OBJECTIVE: The present study involved enhancement of Meloxicam (MX) oral absorption for rapid onset of therapeutic action. A challenging approach using hot-melt-extrusion technique (HME) for production of stable novel preparation of MX pellets was successfully proposed. METHODS: Manipulating HME processing parameters (barrel-temperatures and screw-speed) and proper polymer(s) selection (Soluplus, a combination of Soluplus/Poloxamar and Polyethylene Glycol 6000) were the main strategies involved for productive extrusion of MX. Evaluation of MX solid-state (TGA, DSC and PLM), absolute percent crystallinity, in-vitro dissolution (in acidic/aqueous pHs), and stability testing in accelerated conditions up to 6-months as well as a long-term shelf for 36-months were performed. A comparative bioavailability study of selected MX-Pellets was carried-out against the innovator product (Mobic®) in 6 healthy volunteers under fed-conditions. RESULTS: TGA, DSC and PLM analyses proved the dispersion of MX in amorphous-state within polymeric matrix by HME. MX/Soluplus pellets exhibited the lowest crystallinity % and best dissolution performance among other polymers in both pHs. In addition, presence of Soluplus safeguards final pellets stability under different storage conditions. MX rate of absorption (Tmax) from Soluplus-based pellets attained a value of 45 min, which was 6-times faster than Mobic® (4.5 hr). CONCLUSION: A promising oral MX formula prepared by HME was successfully developed with a rapid onset of analgesic action (Tmax of 45 mins; almost 2-times faster than reported intramuscular injection), hence appropriate in the early relief of pain associated with rheumatoid arthritis and osteoarthritis. Moreover, the proposed formula was physico-chemically stable up to 36 months of shelf-life storage.

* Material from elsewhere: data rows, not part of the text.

Issue #78, opened 2020-12-18
Experiment with Flutter GUI


holtzmak:
Using the project framework set up in #56 , experiment with the following items:
* Make a widget (window)
* Make a sticky navigation bar (a bar that is on all windows/widgets)
* Make a sliding menu (a menu you swipe left/right to show/hide)
* Make our progress bar imitation (think of the circles in the GUI prototypes) (consider how we would update progress)

You're free to play with other GUI elements too, buttons, colors, etc.

Any code you write to do the above can be merged into the codebase - we'll be able to overwrite/copy/etc. when we go to create the final GUI windows/widgets. You may want to keep a list of references that helped you: for example, Flutter cookbook pages - decide if we should have a dedicated wiki page for Flutter cookbook items.

MummenRider:
- [x] Create a Bottom Navigation Bar.  (Note: This task should include creating widgets)
- [x] Create a sliding window
- [ ] Create progress bar (Note: This task may take a lot of time to finish due to its state complexity)

MummenRider:
Creating progress bar would require strong knowledge about state management system which I believe deserve its own issue. I will create a new issue for this in the future.

PR #90, opened 2021-01-07
Added basic implementation of Drawer widget

MummenRider:
Sources:
https://flutter.dev/docs/cookbook/design/drawer
Note: All designs here are only temporary, will change the styling once we finalized our design


app/lib/screens/home/home.dart
```diff
@@ -1,10 +1,12 @@
-import 'package:app/navigation.dart';
+import 'package:app/navbar/navigation.dart';
+import 'package:app/sidebar/sidebar.dart';
 import 'package:flutter/material.dart';
 
 class HomePage extends StatelessWidget {
   @override
   Widget build(BuildContext context) {
     return Scaffold(
+      drawer: SideBar(),
```
holtzmak, line 9: I'm wondering, since we'll likely be sharing the same drawer across widgets (windows/pages/different screens) if we shouldn't give the widgets the drawer to use (injection).

Do you know if the `Widget build(injected objects)` runs only once, or is it called every time the `HomePage` is made active?

app/lib/screens/in_progress/in_progress.dart
```diff
@@ -8,9 +8,8 @@ class InProgress extends StatefulWidget {
 class _InProgressState extends State<InProgress> {
   @override
   void initState() {
-    // TODO: implement initState
```
holtzmak, line 11: In the future, we'll make nicer TODOs with reference to tasks, like: `TODO: #78`

app/lib/sidebar/local_widgets/list_tile.dart
```diff
@@ -0,0 +1,49 @@
...
+
+  CustomTile({@required this.icon, @required this.text}) {
+    assert(icon != null);
+    assert(text != null);
+  }
+
+  @override
+  Widget build(BuildContext context) {
+    return Padding(
+      padding: const EdgeInsets.fromLTRB(8.0, 0, 8.0, 0),
```
holtzmak, line 16: I think it would be nice to consider a CSS file with these constants, like `Colors, dimensions`, so we don't have [magic numbers](https://en.wikipedia.org/wiki/Magic_number_(programming)) lying around:

- [x] Make a task to investigate and create a CSS/dimensions constants file. No need to fix right now.

_I think it is easier to understand using `EdgeInsets.fromLTRB(top_inset_for_widgets, etc...)` because it will save people time from playing around with sizes if we've already discovered the size. Additionally, it would be easier to remember such a CSS file over remembering that the top inset is 8.0 pixels._

app/lib/sidebar/local_widgets/list_tile.dart
```diff
@@ -0,0 +1,49 @@
...
+          onTap: () {
+            // TODO: Implement a better way of routing
+            Navigator.pop(context);
+            Navigator.push(
+              context,
+              MaterialPageRoute(
+                  builder: (context) => NavigationBarController()),
+            );
+          },
+          child: Row(
```
holtzmak, line 33: I wonder if these `children` are commonly used: do you think we could we extract these out in the future? 

I'm always thinking of refactoring... but my suggestions could be excessive - in the past I've certainly over-refactored things and made my code confusing for myself and others.

app/lib/sidebar/local_widgets/list_tile.dart
```diff
@@ -0,0 +1,49 @@
+import 'package:app/navbar/navigation.dart';
+import 'package:flutter/material.dart';
+
+class CustomTile extends StatelessWidget {
```
holtzmak, line 4: I wonder if we could have a better name than `CustomTile`. For example, your names `HomePage` `InProgressPage` `TravelHistory` are good names because I know what they represent right away. 

- [ ] What is a tile, and could we call this something like `QuickLinkTile`?

app/lib/screens/history/history.dart
```diff
@@ -1,6 +1,16 @@
 import 'package:flutter/material.dart';
 
-class TravelHistory extends StatelessWidget {
+class TravelHistory extends StatefulWidget {
+  @override
+  _TravelHistoryState createState() => _TravelHistoryState();
+}
+
+class _TravelHistoryState extends State<TravelHistory> {
```
holtzmak, line 8: Could you tell me what the differences between `state` `page` and `widget` are to you?

holtzmak (changes requested):
Some minor requests, questions from me. The drawer menu is a very useful thing we'll use regardless of our final GUI design.

I like the folder by feature organization; we should also be consistent with naming classes, widgets, etc. by feature too, and avoid generic names where we can. The reverse is also true, if we can make a reusable widget for several things, then we should give it a name like `TemplateWidget`.

app/lib/screens/home/home.dart
MummenRider: The build will run if state changes, but in this case it won't because it's stateless at the moment.  If you want state to persist, you need to use some kind of state management system. I included a todo inside main.dart for state management.

app/lib/sidebar/local_widgets/list_tile.dart
MummenRider: Yes, I saw git projects before where they separated all the styling. This wasn't the main concern of this commit and therefore did not bother doing it.

app/lib/sidebar/local_widgets/list_tile.dart
MummenRider: We can def extract widgets if necessary, but I don't think it was necessary for this specific commit.

app/lib/screens/home/home.dart
holtzmak: Then I'm thinking we could create the generic drawer before any other pages are made and used, and give this generic drawer to those pages which have the menu option. I think the drawer isn't meant to be stateful?

app/lib/sidebar/local_widgets/list_tile.dart
MummenRider: A tile is the links inside the drawer (e.g. Travel history). I'll looking into proper flutter naming convention in the future.  Since this my own implementation of ListTile widget, I decided to name it 'CustomTile'.  This is an example of extracting whatever is inside the child.

app/lib/screens/history/history.dart
MummenRider: Widget is the description of the UI (e.g. Padding., etc). Two categories of widgets, Stateless and Stateful. 
Stateless - UI/data that will never change.
Stateful - UI/data that can change.
I know in the future, the UI in travel history will change (e.g. adding travel).
Depending on your business logic, you need to decide whether a widget should be stateful or not. 

I encourage everyone (@holtzmak , @mansiPaTeLL , @SanaKhan1997 ) to look into different states of flutter and how to manage it.  Here's where to [start](https://flutter.dev/docs/development/data-and-backend/state-mgmt).

app/lib/screens/home/home.dart
MummenRider: Correct, Drawer widget should be stateless (as you can see in the code).

holtzmak: We're on the same page then.

- [x] When you go to make stateful classes, could you investigate injecting the drawer just once (meaning, every time the widget/or whatever is updated, that it doesn't need the drawer every time)

app/lib/sidebar/local_widgets/list_tile.dart
holtzmak: Oh, is this `child` a widget? I really need to read more...

app/lib/screens/home/home.dart
MummenRider: > We're on the same page then.
> 
> * [ ]  When you go to make stateful classes, could you investigate injecting the drawer just once (meaning, every time the widget/or whatever is updated, that it doesn't need the drawer every time)

I believe your concern can be resolve by using stack. I'm still new to flutter, but the stack I'm familiar is called IndexStack. I already implemented this in my bottom nav bar experimentation. The current state of the page will be persistent and won't need to re-build (no need to call BottomNavigation bar every time)
 I can explain this in further detail in our next meeting. Furthermore, this can also be solve by using some kind of [state management](https://flutter.dev/docs/development/data-and-backend/state-mgmt/options)

app/lib/sidebar/local_widgets/list_tile.dart
MummenRider: child is a named parameter which accept a type of widget <Widget>

holtzmak (approved):
Thanks for answering the questions I had. LGTM

Issue #100, opened 2021-01-08
Define the unit/integration/system test workflows 


holtzmak:
This task is done when we've defined a workflow/approach to writing code tests in Flutter that tells developers how to:
1. start writing tests
2. what they should consider when writing tests for the first time
3. and links to good TDD information to keep in mind when writing tests

This is especially important to help developers identify test cases "on the fly" for individual classes/widgets that aren't defined by system test procedure.

holtzmak:
@MummenRider , @SanaKhan1997 added the wiki page [Testing Workflow](https://github.com/holtzmak/Humane-Transport/wiki/Testing-Workflow). Let me know if you think something is missing.

MummenRider:
A really detailed wiki page, LGTM!

mansiPaTeLL:
@holtzmak I also reviewed it and it LGTM.

SanaKhan1997:
Looks good! thank you

PR #104, opened 2021-01-10
Add experimental sidebar integration test

### LINKED ISSUE #82: Experiment with Code Testing in Flutter
* Make a suite of tests that can run automatically (at the click of a button)
* Make and use a mock object in Dart (use a library like Mockito, but for Dart)
* Investigate if Flutter can do system level tests (i.e. once the simulator is running, interact with the GUI and verify events happen)
* Investigate if Flutter can do GUI tests (just the GUI code, like confirming that a button click starts an event)
* If the above two points are easy, write some simple test code

You should use an existing library(s): document what kind of options it provides use with (for example, can it use both android and iOS simulators? Can it mock external systems like databases?)

Any code you write to do the above can be merged into the codebase - we'll be able to overwrite/copy/etc. when we go to create the final GUI windows/widgets. You may want to keep a list of references that helped you: for example, Flutter cookbook pages - decide if we should have a dedicated wiki page for Flutter cookbook items.

holtzmak:
Closes #82 . 

Adds some configuration for Cocoapods and [Integration-Test plugin](https://flutter.dev/docs/testing/integration-tests). Note that this way of doing integration tests is a little different from the older Flutter driver-direct method in the Flutter Cookbook as of Dec 10, 2020.

Added a simple unit test to investigate what we'll need to do in order to grab things in the GUI for tests. We will absolutely need some stateful, key management @MummenRider in all our GUI classes with things we can interact with ([see this example as to why my test looks dumb and why we want to name widgets, we'll have a lot soon](https://stackoverflow.com/questions/53299088/how-to-open-a-drawer-in-flutter-test)).

Running this test manually is done like so, *inside the app directory*:
```
☁  app [experimental-integration-test] ⚡  flutter drive \
  --driver=test_driver/integration_test.dart \
  --target=integration_test/sidebar_test.dart  # Must list target to run!
# Not specifying a device with -d will use whatever's active, meaning my iPhone sim is open before I run the test
Using device iPhone 12 Pro Max.
Starting application: integration_test/sidebar_test.dart
Running Xcode build...                                                  
 └─Compiling, linking and signing...                        12.4s
Xcode build done.                                           35.5s
flutter: Observatory listening on http://127.0.0.1:58479/0KJsIuJ05a8=/
VMServiceFlutterDriver: Connecting to Flutter application at http://127.0.0.1:58479/0KJsIuJ05a8=/
VMServiceFlutterDriver: Isolate found with number: 1759583023509935
VMServiceFlutterDriver: Isolate is paused at start.
VMServiceFlutterDriver: Attempting to resume isolate
flutter: 00:00 +0: siderbar test tap on the siderbar; verify open sidebar
VMServiceFlutterDriver: Connected to Flutter application.
flutter: 00:01 +1: (tearDownAll)
# The following is a [known bug](https://github.com/flutter/flutter/issues/71594), ignore
flutter: Warning: integration_test test plugin was not detected.
flutter: 00:01 +2: All tests passed!
All tests passed.
Stopping application instance.
```

I will be writing a document as to how to start writing tests and how to run them in #100


MummenRider (approved):
LGTM!

PR #1003, opened 2017-11-12
Issue 970 track changes to project json

hirokiterashima:
Changes made to a project.json via the AT should now be tracked via git. So if you go to the project directory and run "git log" and "git show" commands, you should see the history of changes.

Suggested things to test:
1. creating new project: should create a new commit
2. editing existing project
    1. adding/deleting steps and components, editing notebook: should be tracked
    2. adding/deleting assets: should not be tracked


src/main/java/org/wise/portal/presentation/web/controllers/author/project/JGitUtils.java
```diff
@@ -25,53 +25,53 @@
...
-        repository.create();
-      }
-      return repository;
+  public static JSONArray getCommitHistoryJSONArray(String fullProjectDir)
+      throws IOException, GitAPIException, JSONException {
+    Iterable<RevCommit> commitHistory = JGitUtils.getCommitHistory(fullProjectDir);
+    JSONArray commitHistoryJSONArray = new JSONArray();
+    for (RevCommit commit : commitHistory) {
+      JSONObject commitHistoryJSONObject = new JSONObject();
+      ObjectId commitId = commit.getId();
```
geoffreykwan: I think declaration of this variable is unnecessary since it's only used once. We can remove it and on the next line call commitHistoryJSONObject.put("commitId", commit.getId());

This can also be done for all the other calls to commit.put().

src/main/java/org/wise/portal/presentation/web/controllers/author/project/JGitUtils.java
```diff
@@ -25,53 +25,53 @@
...
-    File gitDir = new File(localPath, ".git");
-    if (!doCreate && !gitDir.exists()) {
-      return null;
-    } else {
-      Repository repository = FileRepositoryBuilder.create(gitDir);
-      if (doCreate && !gitDir.exists()) {
-        repository.create();
-      }
-      return repository;
+  public static JSONArray getCommitHistoryJSONArray(String fullProjectDir)
```
geoffreykwan: This function takes in String fullProjectDir as a parameter where as some of the other functions in this file take in String directoryPath as a parameter. I think we should use the same parameter name for the functions if the parameters take in the same expected values.

src/main/java/org/wise/portal/presentation/web/controllers/author/project/WISE5AuthorProjectController.java
```diff
@@ -187,38 +171,8 @@ protected void registerNewProject(
...
-            }
-          }
-        } catch (JSONException e) {
-          e.printStackTrace();
-        }
-      } catch (GitAPIException e) {
-        e.printStackTrace();
-      }
-    } catch(IOException e){
+      commitChangesToProjectJSON(commitMessage, user, newProjectPath.getAbsolutePath());
```
geoffreykwan: I think this line should be commented out for now until we figure out how to commit less often.

src/main/java/org/wise/portal/presentation/web/controllers/author/project/WISE5AuthorProjectController.java
```diff
@@ -333,84 +276,47 @@ protected void saveProject(
...
-              response.getWriter().print(commitHistoryJSONArray);
-            }
-          } catch (JSONException e) {
-            e.printStackTrace();
-          }
-        }
-      } catch (GitAPIException e) {
-        e.printStackTrace();
-      }
+      commitChangesToProjectJSON(commitMessage, user, fullProjectDir);
```
geoffreykwan: I think this line should be commented out for now until we figure out how to commit less often.

hirokiterashima:
ok thx. I've implemented changes based on @geoffreykwan feedback. Ready for review again.

PR #1045, opened 2018-01-26
The Label Component can now be authored to not use the dot and line

geoffreykwan:
There is now an "Enable Dots" checkbox option in the authoring view for the Label component. Uncheck it to turn off dots and lines. Check to make sure these changes are backwards compatible with previously saved Label Component student data.


hirokiterashima:
For existing label components, the "enable dots" option is unchecked in the authoring tool. It should be checked because all existing label components use dots.

PR #1064, opened 2018-03-02
Admins can now log in as another admin. Fixes #1061.

### LINKED ISSUE #1061: Allow Admin user to switch to any user, including other admins
### Description

Admin user should be able to log in as any other user, even if that user has an admin role.

### Steps to Reproduce

1. Log in as user with admin role
2. Try to switch to another user with an admin role

**Expected behavior:**
This should be allowed and the user switch should occur.

**Actual behavior:**
Switch user doesn't occur and the user gets logged out.

hirokiterashima:
How to test:
1. log in as admin -> log in as another admin -> should succeed
2. log in as admin -> log in as non-admin -> should succeed
3. log in as researcher -> log in as another admin -> should fail
4. log in as researcher -> log in as non-admin -> should succeed

### DIFF
--- a/.travis.yml
+++ b/.travis.yml
@@ -10,7 +10,7 @@ before_script:
 script:
 - mvn test
 - ./wise.sh run &
-- sleep 180
+- sleep 300
 - npm test
 - npm run test-e2e
 notifications:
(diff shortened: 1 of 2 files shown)


geoffreykwan:
All 4 tests work properly. For test 3 when a researcher tries to log in as an admin, it logs the user out and then redirects them to the login page. I don't think it should log them out but instead should keep them logged in and then display some error message such as access denied.

hirokiterashima:
I implemented test 3 change. I agree this is a better behavior.

geoffreykwan:
Looks good.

A novel combination of Soluplus®/Poloxamer for Meloxicam solid dispersions via hot melt extrusion for rapid onset of action. Part 2: comparative bioavailability and IVIVC.

OBJECTIVE: Bioavailability of Meloxicam (MLX) from solid dispersions (SDs), against innovator product Mobic® in humans was conducted. Furthermore, to establish a good in vitro-in vivo correlation (IVIVC); dissolution studies were carried-out in different media. METHODS: MLX/SDs was prepared using Soluplus/Poloxamer via hot-melt-extrusion (EXT-SD) and fusion melt (FUS-SD) techniques. A single oral dose (15 mg), three periods, crossover study of MLX/SDs and Mobic® in four healthy humans under fed conditions was carried-out. In vitro dissolution was studied in pH 1.2, distilled water (pH 6.4), and biorelevant simulated gastric media in pre- and post-prandial states. Level A IVIVC was carried-out by comparing time-scaled fraction dissolved versus fraction absorbed and calculated using the Wagner-Nelson method. Multiple level C models were developed for C max and AUC0-96 versus % dissolved at different time-points. Internal predictability was evaluated for both IVIVC models. RESULTS: MLX rate of absorption (T max) from EXT-SD, FUS-SD, and Mobic® was 1.5, 3.0, and 4.0 h, respectively. Moreover, 1.45- and 1.40-folds increase in AUC0-∞ and C max, was obtained for EXT-SD versus Mobic®, respectively, while FUS-SD gave the lowest extent of drug absorption. EXT-SD provided highest dissolution profiles in all studied media. IVIVC models showed linear-regression (R 2≥0.90) and prediction errors (≤10%) in water and post-prandial simulated gastric media. CONCLUSION: Hot-melt-extrusion technology promises an ideal alternative for enhancing MLX extent of absorption compared to Mobic® with T max value almost equal to the reported intramuscular injection. Predictive IVIVC was established for in vitro dissolution profile and in vivo performance.